Everybody saw it coming, except the government.

------
jbob2000
I get that google has the _power_ to censor, but the examples the author
gives... I kind of side with google for most of it.

They _need_ to censor autocomplete, otherwise all sorts of depraved crap will
turn up. Like another commenter here said, just start typing
"jews/muslims/gays/blacks/whites are..." on DuckDuckGo to see why it's needed.

I get the google maps blacklist too. 99.99999% of people will not need to see
the areas that are blacked out. Those that want to see them, probably
shouldn't! It's a consumer-level mapping tool, it's for showing your kids some
geography and getting directions to your friend's cottage.

I understand why Google obeys foreign governments too. They're a private
business, if Pakistan wants to censor youtube, let them. From a Western
perspective, we think this is bad, but we don't live in Pakistan to fully
understand why they need that control.
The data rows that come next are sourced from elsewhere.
PR #3725, opened 2024-02-06
CT-626: Implemented support for the Hausa language

lajosarpad:
Dev:

### DIFF
--- a/application/extensions/admin/survey/ListSurveysWidget/views/listSurveys.php
+++ b/application/extensions/admin/survey/ListSurveysWidget/views/listSurveys.php
@@ -68,7 +68,7 @@
                 [
                     'header'            => gT('Title'),
                     'name'              => 'title',
-                    'value'             => '$data->defaultlanguage->surveyls_title',
+                    'value'             => '$data->defaultlanguage->surveyls_title ?? null',
                     'htmlOptions'       => ['class' => 'has-link'],
                     'headerHtmlOptions' => ['class' => 'text-nowrap'],
                 ],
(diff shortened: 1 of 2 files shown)


application/extensions/admin/survey/ListSurveysWidget/views/listSurveys.php
```diff
@@ -68,7 +68,7 @@
                 [
                     'header'            => gT('Title'),
                     'name'              => 'title',
-                    'value'             => '$data->defaultlanguage->surveyls_title',
```
c-schmitz, line 71: Huh? don't think that belongs in here

c-schmitz (changes requested):

application/extensions/admin/survey/ListSurveysWidget/views/listSurveys.php
lajosarpad: @c-schmitz if I create a survey with Hausa as its base language and then listing the surveys, then without the fix above I have:

image

whereas, if the fix above is in place, then:

image

If you still prefer this adjustment not to exist, then I will remove it.

c-schmitz: That is because you have faulty surveys in your database where the entries in surveys_languagesettings are missing.  Sure, this will prevent the notice but strictly speaking still does not belong  to 'Implement support for Hausa language'

lajosarpad: Thanks for the insight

It's not Google's job to be prescribing
to foreign countries how they should operate.

And I get why they blacklist websites and entire domains. Sorry, but co.cc
_was_ being abused, it needed to go. Whatever google is doing to fight spam is
working, my inbox is clean as a whistle, I literally can't remember the last
time I got spam.

Ultimately, my point is that, yes google "censors" things. But I haven't seen
them do anything that's terribly "evil", it's generally been under the scope
of providing a better user experience.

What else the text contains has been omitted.